Greece’s borrowing costs soared Thursday as yields on its bonds climbed to their highest point since 2012, Bloomberg News reported.

Lagarde’s comments followed a Financial Times report Thursday that Greek officials had informally approached the IMF inquiring about agreeing to a delay in its payments. If it misses its payments, Greece would effectivel­y default.

Greece owes its creditors — the IMF, the European Central Bank and the European Commission — about 1 billion euros ($1.1 billion) next month. The debt-racked country is struggling to scrape together the cash.

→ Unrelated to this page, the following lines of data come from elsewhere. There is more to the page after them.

PR #872, opened 2026-08-27
fix: reattach resumed live transcript stems

silverstein:
## Summary

- keep stalled voice/system StemTail readers alive while the healthy sibling feeds the live sidecar
- re-attach a source to the mix in the same poll where new frames resume
- require a full two-second 16 kHz sibling window before declaring a source stalled
- add a growing-WAV regression covering voice active, voice gap, system-only continuation, and voice rejoin

## Why

PR #869 correctly prevented a header-only or stalled source from blocking the healthy stem, but it set the stalled tail to None. A transient device or route interruption could therefore remove that source from the live transcript for the rest of the call even if frames resumed.

This follow-up changes live-sidecar participation only. It does not change native recording or saved stem preservation.

## Verification

- cargo fmt --all -- --check
- cargo test -p minutes-core --no-default-features --lib stem_tail::tests -- --test-threads=1 (18 passed)
- git diff --check

The broad no-default core suite was also exercised locally; the environment reported existing worker/FFmpeg harness prerequisite failures unrelated to stem_tail.rs. GitHub CI remains the cross-platform authority.

No Minutes Dev app was built, installed, restarted, or interrupted.

### DIFF
--- a/crates/core/src/stem_tail.rs
+++ b/crates/core/src/stem_tail.rs
@@ -244,7 +244,13 @@ const SIBLING_STEM_GRACE: std::time::Duration = std::time::Duration::from_secs(3
 /// not let the stalled source block the healthy source forever. This also
 /// covers a header-only microphone stem when macOS grants capture but delivers
 /// no microphone frames.
-const STEM_STALL_GRACE: std::time::Duration = std::time::Duration::from_secs(2);
+const STEM_STALL_GRACE_SECS: u64 = 2;
+const STEM_STALL_GRACE: std::time::Duration = std::time::Duration::from_secs(STEM_STALL_GRACE_SECS);
+
+/// Require the healthy sibling to have advanced through the full stall grace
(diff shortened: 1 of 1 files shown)


silverstein:
Review (from the lane that raised the concern on #869): this is the right shape. The excluded tail stays open and is still polled; re-attach happens in the same round frames resume (`poll_source` → `reattach_resumed_source`); and a stall now requires the sibling to have advanced a full grace window (`STEM_STALL_MIN_ADVANCE_SAMPLES` = 2 s at 16 kHz) instead of a single late frame — so a both-sources pause during a device switch declares nothing, and a one-sided gap recovers. Alignment restarts from the resume point, which is fine for provisional drafts. The regression test drives a real `StemTail` on a growing WAV through stall → system-only → rejoin. Live-sidecar only; recording isolation untouched. Good to merge once CI is green.

Issue #888, opened 2026-08-29
MCP lockfile integrity check rejects any branch-local SDK source change


silverstein:
`scripts/install_mcp_dependencies.mjs` (run by the `Agent Corpus + MCP Lockfile` CI job) packs the local `crates/sdk` and requires the tarball integrity to equal the *published* `minutes-sdk` pinned in `crates/mcp/package-lock.json`. Since `dist/` is rebuilt from source before packing, **any change under `crates/sdk/src` fails the job** — not just dependency drift. Verified locally on a branch touching only `crates/sdk/src/corpus-lease.ts`: `local minutes-sdk 0.25.4 integrity does not match the MCP lockfile`.

Nothing under `crates/sdk/src` has changed since v0.25.3, which is why this hasn't surfaced; it bit #778 (a devDependency bump changed `package.json`) and now the SDK half of the #802 corpus-lease fix, which has to be deferred until it can ride a release.

The check conflates two things: (a) "the MCP must resolve the published SDK, not a `file:` link" (a real invariant for the shipped bundle) and (b) "the SDK on this branch is byte-identical to the last publish" (not an invariant anyone wants between releases).

Proposed: when the branch's `crates/sdk` differs from the pinned published version's content, install the MCP against the locally packed SDK for test purposes (patching only the disposable checkout lock, as the Windows path already does) and surface a clear notice; keep the strict published-integrity requirement for release workflows (`check_version_sync.mjs --release` and `release-publish.yml`), where it belongs. Related: #778, #802.

PR #889, opened 2026-08-29
test(mcp): CI-only authorization budget for the corpus-lease flake

silverstein:
Tracks #802 (the corpus-lease timing family; failed #831 and #886 this week).

The corpus authorization handshake has a fail-closed **15 s** deadline and caps any caller timeout at that value, so a loaded hosted runner finishing at 15.001 s fails with *authorization budget overrun by 1ms*. Measurement on the branch: worker-backed filesystem attestation dominates (10.5–12.8 s under load on macOS); the protocol itself is ~30 ms.

## What

- `MINUTES_CORPUS_AUTH_TIMEOUT_MS` is honored **only** when `NODE_ENV=test` *and* `MINUTES_TEST_HARNESS=1` are both set, clamped to 120 s; invalid values fail closed. Production behavior is unchanged (15 s cap).
- The CI "SDK/MCP corpus policy tests" steps and `scripts/run_corpus_test_harness.mjs` (used by the MCP `npm test` scripts) set that pair with a 60 s budget; vitest `testTimeout` moves to 75 s so the lease, not the harness, still reports real timeouts.
- Successful authorizations log their duration (content-free) so we can see how close CI runs to the cap.
- Tests: gate ignored without both markers; applied and clamped with them; success diagnostic reports a duration.

## Deliberately deferred

The SDK's twin `corpus-lease.ts` gets the same gate in a follow-up: any `crates/sdk/src` change currently fails the MCP lockfile integrity job until the SDK is republished (#888). The observed flakes were in the MCP copy.

## Verification

Codex's run: exact MCP policy suite 257 passed / 1 platform skip; MCP build, mirror parity, version sync green. On my Mac the corpus-lease suite fails identically on untouched `main` (filesystem attestation >5 s per attempt — this machine's known descriptor problem), so CI is the meaningful gate here.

It made a 460 million euro payment ($493.4 million) in April.

Greece is also trying to unlock 7.2 billion in euros ($7.6 billion) in additional bailout money, but negotiatio­ns with its creditors over easing the changes it must implement to receive the cash are at a standstill.

Greece is struggling to make the changes — including increasing taxes, cutting government spending and restructur­ing pensions — with its economy flailing.

“My advice” to Greece “has not changed,” Lagarde said. “My advice is to get on with the work” of the overhaul.

Greece’s finance minister, Yanis Varoufakis, is likely to meet with IMF officials and representa­tives of other creditors during the World Bank-IMF spring meetings this week.